PR #140, opened 2022-01-20
Change state editor content

CGastrell:
This PR is a first step towards managing content from our own state branch (as opposed to take whatever the isolated editor throws at us).

The PR has been branched off #139 and it carries some of its not-so-convincing strategies, but retains functionality and allows for collecting all the to-be-saved data on `state.editor` branch.

Autosave functionality has been removed, but it could be tailed after/inside useEditorContent hook (introduced on this PR). I tried to chain autosave but didn't dedicate a lot of time to it, any hint, appreciated.

`useEditorContent` (naming patent pending) is a simple hook to take editor callback and update our state's `editor.content` branch. Saving mechanism now takes content from that branch to send it to the API.

NOTES:
- syncing to our state branch is debounced
- third option on `saveEditorContent` is spread/destructured into the data for the API, meaning any prop there is going to be sent as a payload prop. We might want to prefer doing (as it was) a *per option* assignment, but so far everything we put there was meant to be sent with the payload.


apps/dashboard/src/components/editor/use-autosave.js
```diff
@@ -19,8 +19,9 @@ export const useAutosave = ( projectId, editorView ) => {
 
 	const autosave = useRef();
 
-	const [ isEditorContentSaved ] = useSelect( ( select ) => [
```
ice9js, line 22: If the file isn't used, let's either remove it or at least remove those changes from the diff.

apps/dashboard/src/components/editor/index.js
```diff
@@ -21,8 +21,9 @@ import EditorLoadingPlaceholder from './loading-placeholder';
 import { editorSettings } from './settings';
 import Toolbar from './toolbar';
 import UnpublishedChangesNotice from './unpublished-changes-notice';
-import { useAutosave } from './use-autosave';
+import { useEditorContent } from './use-editor-content';
 import { useStylesheet } from '@crowdsignal/hooks';
+import { EDITOR_VIEW_AUTO, EDITOR_VIEW_DRAFT } from '../../util/editor';
```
==============================
__Task requirements__
From the first line of the records through the line with "The PR has been", retype everything word for word, including both ends.

__Exercise answer__
PR #140, opened 2022-01-20
Change state editor content

CGastrell:
This PR is a first step towards managing content from our own state branch (as opposed to take whatever the isolated editor throws at us).

The PR has been branched off #139 and it carries some of its not-so-convincing strategies, but retains functionality and allows for collecting all the to-be-saved data on `state.editor` branch.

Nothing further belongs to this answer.